#### What is being asked
Type out the data again, word for word and in full.

Stored data:
★ ★ ★
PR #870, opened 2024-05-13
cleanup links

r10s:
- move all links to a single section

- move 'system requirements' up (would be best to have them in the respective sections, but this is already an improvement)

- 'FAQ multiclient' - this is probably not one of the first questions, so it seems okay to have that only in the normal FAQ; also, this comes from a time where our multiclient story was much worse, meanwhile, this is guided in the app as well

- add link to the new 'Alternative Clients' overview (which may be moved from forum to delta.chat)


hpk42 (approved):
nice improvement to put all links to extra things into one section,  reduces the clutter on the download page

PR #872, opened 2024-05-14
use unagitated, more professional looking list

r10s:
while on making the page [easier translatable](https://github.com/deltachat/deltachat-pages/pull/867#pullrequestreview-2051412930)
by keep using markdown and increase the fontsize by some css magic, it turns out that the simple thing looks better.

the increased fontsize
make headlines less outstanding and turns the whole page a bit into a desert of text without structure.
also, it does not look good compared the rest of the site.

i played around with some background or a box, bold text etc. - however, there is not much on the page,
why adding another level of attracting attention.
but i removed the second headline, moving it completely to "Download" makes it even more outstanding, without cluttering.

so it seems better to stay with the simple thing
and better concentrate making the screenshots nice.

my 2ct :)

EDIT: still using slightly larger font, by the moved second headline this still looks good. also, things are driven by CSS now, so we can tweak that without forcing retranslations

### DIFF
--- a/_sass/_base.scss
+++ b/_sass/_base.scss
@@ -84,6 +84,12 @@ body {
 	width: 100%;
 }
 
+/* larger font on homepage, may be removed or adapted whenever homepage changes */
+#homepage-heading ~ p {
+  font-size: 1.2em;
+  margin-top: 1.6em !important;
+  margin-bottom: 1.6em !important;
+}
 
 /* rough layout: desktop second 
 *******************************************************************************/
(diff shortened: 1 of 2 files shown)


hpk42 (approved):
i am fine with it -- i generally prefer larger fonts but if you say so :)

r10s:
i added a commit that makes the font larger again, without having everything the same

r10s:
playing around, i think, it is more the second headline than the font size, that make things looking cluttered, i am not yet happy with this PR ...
★ ★ ★
#### Task output
PR #870, opened 2024-05-13
cleanup links

r10s:
- move all links to a single section

- move 'system requirements' up (would be best to have them in the respective sections, but this is already an improvement)

- 'FAQ multiclient' - this is probably not one of the first questions, so it seems okay to have that only in the normal FAQ; also, this comes from a time where our multiclient story was much worse, meanwhile, this is guided in the app as well

- add link to the new 'Alternative Clients' overview (which may be moved from forum to delta.chat)


hpk42 (approved):
nice improvement to put all links to extra things into one section,  reduces the clutter on the download page

PR #872, opened 2024-05-14
use unagitated, more professional looking list

r10s:
while on making the page [easier translatable](https://github.com/deltachat/deltachat-pages/pull/867#pullrequestreview-2051412930)
by keep using markdown and increase the fontsize by some css magic, it turns out that the simple thing looks better.

the increased fontsize
make headlines less outstanding and turns the whole page a bit into a desert of text without structure.
also, it does not look good compared the rest of the site.

i played around with some background or a box, bold text etc. - however, there is not much on the page,
why adding another level of attracting attention.
but i removed the second headline, moving it completely to "Download" makes it even more outstanding, without cluttering.

so it seems better to stay with the simple thing
and better concentrate making the screenshots nice.

my 2ct :)

EDIT: still using slightly larger font, by the moved second headline this still looks good. also, things are driven by CSS now, so we can tweak that without forcing retranslations

### DIFF
--- a/_sass/_base.scss
+++ b/_sass/_base.scss
@@ -84,6 +84,12 @@ body {
 	width: 100%;
 }
 
+/* larger font on homepage, may be removed or adapted whenever homepage changes */
+#homepage-heading ~ p {
+  font-size: 1.2em;
+  margin-top: 1.6em !important;
+  margin-bottom: 1.6em !important;
+}
 
 /* rough layout: desktop second 
 *******************************************************************************/
(diff shortened: 1 of 2 files shown)


hpk42 (approved):
i am fine with it -- i generally prefer larger fonts but if you say so :)

r10s:
i added a commit that makes the font larger again, without having everything the same

r10s:
playing around, i think, it is more the second headline than the font size, that make things looking cluttered, i am not yet happy with this PR ...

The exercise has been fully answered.